Case highlights importance of carefully monitoring patients with prolonged QT interval
TUESDAY, Sept. 22, 2015 (HealthDay News) — Use of antibiotics in patients with heart failure exacerbation in the absence of compelling evidence of infection is unnecessary and potentially harmful, according to teachable moment piece published online Sept. 21 in JAMA Internal Medicine.
Arjun Gupta, M.D., from the University of Texas Southwestern Medical Center in Dallas, and colleagues describe the case of a 48-year-old patient with congestive heart failure, hypertension, and bipolar disorder who presented with shortness of breath and chest pain.
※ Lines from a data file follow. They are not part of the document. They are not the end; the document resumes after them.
PR #321, opened 2018-05-22
Check that the heartbeat is functioning before activating

rocioar:


rocioar:
@UmanShahzad  could you review this PR? I updated the way we check for heartbeat_active, and added tests. This should avoid the issue of it being on Ready state before it being actually active.

rocioar:
@UmanShahzad big face palm here, I'm updating the code

UmanShahzad:
@rocioar No worries, it happens :) I'm updating stage and re-spawning an appserver with this, hopefully it does it.

rocioar:
@UmanShahzad  I still need to mock heartbeat_active on tests, will do this after dinner.

PR #322, opened 2018-05-23
WIP: Fix S3 provisioning for new appservers when Swift is enabled

viadanna:
[OC-4586](https://tasks.opencraft.com/browse/OC-4586)

S3 is being provisioned for new app servers which were running on Swift. S3 should only be provisioned for new instance, or when migrating an appserver to use it, shouldn't do this automatically.


viadanna:
Changed the approach here, implementing INSTANCE_STORAGE_TYPE environment variable to be set one of ('s3', 'swift' or 'filesystem') as suggested by @pomegranited

README.md
```diff
@@ -335,7 +335,7 @@ Permissions required for master AWS account are:
 * iam:DeleteUserPolicy
 
 Required settings:
-* `SWIFT_ENABLE`: Default is True, it should be set to False when using s3.
+* `INSTANCE_STORAGE_TYPE`: A choice between ('s3', 'swift', 'filesystem').
```
rocioar: nit: can you add here which one is the default one?

instance/models/mixins/storage.py
```diff
@@ -56,6 +56,24 @@ def get_s3_cors_config():
...
+    storage_type = models.CharField(
+        max_length=16,
+        blank=True,
+        default=default_setting("INSTANCE_STORAGE_TYPE")
+    )
+
+    class Meta:
+        abstract = True
+
+
```
rocioar: Could you generate the migration file for this?

.env.test
```diff
@@ -3,7 +3,8 @@ SECRET_KEY='tests'
 DATABASE_URL='postgres://localhost/opencraft'
 DEFAULT_INSTANCE_MYSQL_URL='mysql://root@127.0.0.1'
 DEFAULT_INSTANCE_MONGO_URL='mongodb://127.0.0.1'
-SWIFT_ENABLE=true
+# SWIFT_ENABLE=true  # Not used any longer
```
rocioar: What do you think of changing this comment to "Deprecated in favor of INSTANCE_STORAGE_TYPE setting"

rocioar:
The PR is looking good, just left some tiny comments. 

Will run tests and approve if everything goes well.

.env.test
viadanna: I forgot to remove this after testing.

instance/models/mixins/storage.py
```diff
@@ -235,14 +253,23 @@ def provision_s3(self):
...
+        self._create_bucket()
 
     def deprovision_s3(self):
         """
         Deprovision S3 by deleting S3 bucket and IAM user
         """
-        if not(self.s3_access_key or self.s3_secret_access_key or self.s3_bucket_name):
+        if not self.storage_type == self.S3_STORAGE or \
+                not(self.s3_access_key or self.s3_secret_access_key or self.s3_bucket_name):
```
rocioar: @viadanna maybe to avoid this long line, that is a bit hard to understand, we could add a private method:

def _is_s3_setup(self):
    return self.s3_access_key and self.s3_secret_access_key and self.s3_bucket_name

what do you think?

viadanna: That's an excellent idea!

viadanna:
So I dropped the broken test, as S3 provision was already tested somewhere else. What do you say, @rocioar ?

instance/models/mixins/storage.py
```diff
@@ -207,7 +208,7 @@ def create_iam_user(self):
         """
         Create IAM user with access only to the s3 bucket set in s3_bucket_name
         """
-        if not(settings.AWS_ACCESS_KEY_ID or settings.AWS_SECRET_ACCESS_KEY):
+        if not (settings.AWS_ACCESS_KEY_ID or settings.AWS_SECRET_ACCESS_KEY):
```
rocioar: @viadanna just wondering why the added space here?

rocioar:
- [x] I tested this:
  - I respawned an instance with this branch, with storage_type = swift
  - I respawned an instance with this branch, with storage_type = s3
- [x] I read through the code
- [ ]  ~~I checked for accessibility issues~~
- [x] Includes documentation

PR #324, opened 2018-06-04
Dummy commit to trigger CircleCI

viadanna:
Checking if CircleCI builds master correctly.


viadanna:
Not needed any longer

PR #325, opened 2018-07-03
Mark an instance as 'terminated' only on successful deletion

lgp171188:
## Short description of the changes

If there are errors while making the OpenStack delete API call,
mark the instance as 'unknown'. In case the server is not found,
mark it as 'terminated'.

### Server not found scenario
* Launch an AppServer instance and wait till the OpenStack VM is up and running.
* Delete the VM from the OpenStack console bypassing OCIM.
* Try to terminate the VM from OCIM (I called the `terminate()` method on the instance from the shell)
* The OpenStack API should return a 'not found' status and the status of the AppServer should change to `terminated`.

### OpenStack API issues scenario
* Launch an AppServer and wait till the OpenStack VM is up and running.
* Change the OpenStack API endpoint to gibberish. (I tested by disconnecting the network on my computer).
* Try to terminate the VM.
* Since the OpenStack API is unreachable, there will be a `NewConnectionError` exception thrown (caught by `requests.RequestException`).
* The status of the server should now change to `unknown`.

### DIFF
--- a/circle.yml
+++ b/circle.yml
@@ -10,7 +10,7 @@ jobs:
           LOAD_BALANCER_FRAGMENT_NAME_PREFIX: 'integration-'
           TEST_RUNNER: 'opencraft.tests.utils.CircleCIParallelTestRunner'
       - image: redis
-      - image: mongo
+      - image: mongo:3.2-jessie
       - image: "circleci/mysql:5"
         environment:
           MYSQL_ALLOW_EMPTY_PASSWORD: True
--- a/instance/models/server.py
+++ b/instance/models/server.py
@@ -436,10 +436,16 @@ class OpenStackServer(Server):
             self._status_to_terminated()
             return
 
-        self._status_to_terminated()
         try:
             self.os_server.delete()
         except novaclient.exceptions.NotFound:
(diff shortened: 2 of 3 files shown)


lgp171188:
@UmanShahzad, the CI failure seems to be due to an error which is unrelated to my changes and seems to have been there before as well. What should I do now?

UmanShahzad:
@lgp171188 I've restarted the build; let's see what happens.

UmanShahzad:
@lgp171188 This seems to be happening because we don't have the `mongo` image for CircleCI pinned to a version, and version 4.0, which is the latest, has changes that are breaking things. Can you pin to `3.2-jessie`? It will match the major and minor version we use on our live server which should be enough:

```
$ mongod --version
db version v3.2.19
```

lgp171188:
@UmanShahzad, I have pinned the mongo image version to 3.2-jessie now. Will monitor the CI run to verify whether the issue is fixed or not.

UmanShahzad:
@lgp171188 Thanks! I decided to merge this before squashing since the commits are really different so it'd be nice to have them separate.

She had baseline prolonged QTc. Despite a lack of compelling evidence of pneumonia, she was treated with oral moxifloxacin, but became unresponsive and pulseless soon after, with telemetry rhythm strip demonstrating polymorphic ventricular tachycardia. After resuscitation, she made a full recovery and was discharged several days later.
The researchers note that discerning heart failure from pneumonia can be challenging and is crucial for correct management of patents presenting with acute dyspnea. A brain natriuretic peptide level lower than 50 pg/mL is highly sensitive for excluding congestive heart failure; congestive heart failure is more likely with jugular venous distension, a history of heart failure, and interstitial edema on chest radiography. About one-third of patients with congestive heart failure exacerbation receive antibiotics, although only 7 to 10 percent have concomitant pneumonia.
“In conclusion, this case illustrates how the seemingly safer choice of adding antibiotics ‘just to be sure’ can actually be harmful,” the authors write.